-- TASK DETAILS --
Using the entries that follow, state how many lines contain "componentDescription", with no other words.

Stored data
================

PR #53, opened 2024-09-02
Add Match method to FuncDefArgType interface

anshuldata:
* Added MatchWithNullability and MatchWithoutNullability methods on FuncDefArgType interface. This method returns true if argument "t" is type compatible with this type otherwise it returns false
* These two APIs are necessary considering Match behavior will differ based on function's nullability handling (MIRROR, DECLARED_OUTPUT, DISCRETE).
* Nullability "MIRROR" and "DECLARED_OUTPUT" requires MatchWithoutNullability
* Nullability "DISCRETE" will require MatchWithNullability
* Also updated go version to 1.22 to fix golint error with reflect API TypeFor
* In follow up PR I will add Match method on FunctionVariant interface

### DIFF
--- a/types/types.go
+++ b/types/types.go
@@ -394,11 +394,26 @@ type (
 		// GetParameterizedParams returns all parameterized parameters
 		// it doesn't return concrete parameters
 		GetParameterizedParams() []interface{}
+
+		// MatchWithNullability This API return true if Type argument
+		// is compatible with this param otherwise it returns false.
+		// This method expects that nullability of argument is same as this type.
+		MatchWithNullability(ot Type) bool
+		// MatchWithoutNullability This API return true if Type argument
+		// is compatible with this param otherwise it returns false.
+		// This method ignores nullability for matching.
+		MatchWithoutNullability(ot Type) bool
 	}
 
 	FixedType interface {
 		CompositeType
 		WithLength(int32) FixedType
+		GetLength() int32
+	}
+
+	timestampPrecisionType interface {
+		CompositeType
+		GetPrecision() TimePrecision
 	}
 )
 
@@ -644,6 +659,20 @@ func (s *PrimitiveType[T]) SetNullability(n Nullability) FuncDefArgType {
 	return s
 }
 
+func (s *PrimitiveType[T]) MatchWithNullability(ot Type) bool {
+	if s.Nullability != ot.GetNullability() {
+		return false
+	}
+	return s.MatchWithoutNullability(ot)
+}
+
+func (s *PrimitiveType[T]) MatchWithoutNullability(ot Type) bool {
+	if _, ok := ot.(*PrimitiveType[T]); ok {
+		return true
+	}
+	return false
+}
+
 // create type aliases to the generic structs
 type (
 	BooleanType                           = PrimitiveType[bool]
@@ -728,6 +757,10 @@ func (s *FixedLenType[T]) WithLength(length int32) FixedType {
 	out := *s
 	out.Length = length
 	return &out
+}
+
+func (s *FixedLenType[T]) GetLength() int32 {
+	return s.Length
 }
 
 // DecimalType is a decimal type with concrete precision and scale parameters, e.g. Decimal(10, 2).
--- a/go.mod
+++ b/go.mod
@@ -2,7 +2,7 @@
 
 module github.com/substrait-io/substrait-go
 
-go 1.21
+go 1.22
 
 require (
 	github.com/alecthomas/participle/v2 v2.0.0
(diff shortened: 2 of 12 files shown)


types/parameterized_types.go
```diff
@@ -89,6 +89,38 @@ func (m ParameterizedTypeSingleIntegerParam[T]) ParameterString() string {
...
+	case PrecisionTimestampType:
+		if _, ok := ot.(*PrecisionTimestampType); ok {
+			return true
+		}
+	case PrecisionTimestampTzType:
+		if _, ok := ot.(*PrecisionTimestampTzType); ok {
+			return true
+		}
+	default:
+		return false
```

================

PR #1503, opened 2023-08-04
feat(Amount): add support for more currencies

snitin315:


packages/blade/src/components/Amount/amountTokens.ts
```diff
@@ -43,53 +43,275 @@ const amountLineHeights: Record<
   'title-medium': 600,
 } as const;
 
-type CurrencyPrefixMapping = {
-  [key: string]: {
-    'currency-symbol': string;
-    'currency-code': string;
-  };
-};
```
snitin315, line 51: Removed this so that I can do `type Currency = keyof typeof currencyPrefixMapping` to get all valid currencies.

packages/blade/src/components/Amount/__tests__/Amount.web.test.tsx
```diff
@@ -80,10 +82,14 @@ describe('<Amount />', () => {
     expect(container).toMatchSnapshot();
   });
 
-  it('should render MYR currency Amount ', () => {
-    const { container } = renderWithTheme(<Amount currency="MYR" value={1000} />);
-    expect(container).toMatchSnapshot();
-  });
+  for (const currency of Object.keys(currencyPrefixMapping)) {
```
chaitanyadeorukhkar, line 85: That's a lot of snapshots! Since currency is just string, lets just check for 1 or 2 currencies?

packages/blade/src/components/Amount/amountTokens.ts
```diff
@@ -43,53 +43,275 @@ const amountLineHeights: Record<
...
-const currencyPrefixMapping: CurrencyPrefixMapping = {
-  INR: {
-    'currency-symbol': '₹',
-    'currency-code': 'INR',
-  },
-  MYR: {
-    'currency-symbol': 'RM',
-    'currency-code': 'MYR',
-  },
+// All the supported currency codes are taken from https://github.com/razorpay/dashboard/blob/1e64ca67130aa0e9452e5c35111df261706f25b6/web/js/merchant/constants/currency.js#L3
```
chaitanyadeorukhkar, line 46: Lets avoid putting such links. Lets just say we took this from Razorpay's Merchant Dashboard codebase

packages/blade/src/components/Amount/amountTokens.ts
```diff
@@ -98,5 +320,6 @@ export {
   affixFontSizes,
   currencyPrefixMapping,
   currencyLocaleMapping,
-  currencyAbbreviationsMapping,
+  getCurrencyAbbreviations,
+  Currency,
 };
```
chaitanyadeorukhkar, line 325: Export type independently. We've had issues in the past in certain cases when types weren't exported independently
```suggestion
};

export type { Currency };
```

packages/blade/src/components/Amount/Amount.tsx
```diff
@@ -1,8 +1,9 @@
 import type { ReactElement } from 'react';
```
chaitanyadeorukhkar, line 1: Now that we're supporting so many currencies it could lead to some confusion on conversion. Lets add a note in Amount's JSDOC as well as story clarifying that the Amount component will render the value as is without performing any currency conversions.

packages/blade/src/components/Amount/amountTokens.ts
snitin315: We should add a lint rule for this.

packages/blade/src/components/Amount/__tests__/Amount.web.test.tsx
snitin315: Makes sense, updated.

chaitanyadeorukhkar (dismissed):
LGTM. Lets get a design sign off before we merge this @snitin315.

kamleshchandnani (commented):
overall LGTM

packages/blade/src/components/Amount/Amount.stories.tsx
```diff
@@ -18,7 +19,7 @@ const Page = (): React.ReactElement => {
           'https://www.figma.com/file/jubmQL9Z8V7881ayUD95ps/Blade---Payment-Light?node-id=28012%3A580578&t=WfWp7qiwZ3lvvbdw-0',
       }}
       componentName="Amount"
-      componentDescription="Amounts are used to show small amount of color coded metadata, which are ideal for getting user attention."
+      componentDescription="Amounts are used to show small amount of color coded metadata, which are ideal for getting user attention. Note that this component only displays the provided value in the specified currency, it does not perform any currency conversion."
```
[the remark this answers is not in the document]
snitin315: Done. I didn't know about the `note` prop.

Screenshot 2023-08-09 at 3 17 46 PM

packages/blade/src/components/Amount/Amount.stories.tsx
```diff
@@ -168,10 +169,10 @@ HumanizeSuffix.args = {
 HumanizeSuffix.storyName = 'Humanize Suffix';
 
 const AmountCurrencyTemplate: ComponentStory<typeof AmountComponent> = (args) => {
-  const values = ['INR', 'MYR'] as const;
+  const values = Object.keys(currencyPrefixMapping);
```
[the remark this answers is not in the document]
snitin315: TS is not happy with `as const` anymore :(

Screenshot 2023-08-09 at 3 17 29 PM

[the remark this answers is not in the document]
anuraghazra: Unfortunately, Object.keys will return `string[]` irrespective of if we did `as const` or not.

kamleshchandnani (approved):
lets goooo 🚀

================

-- WORKED SOLUTION --
2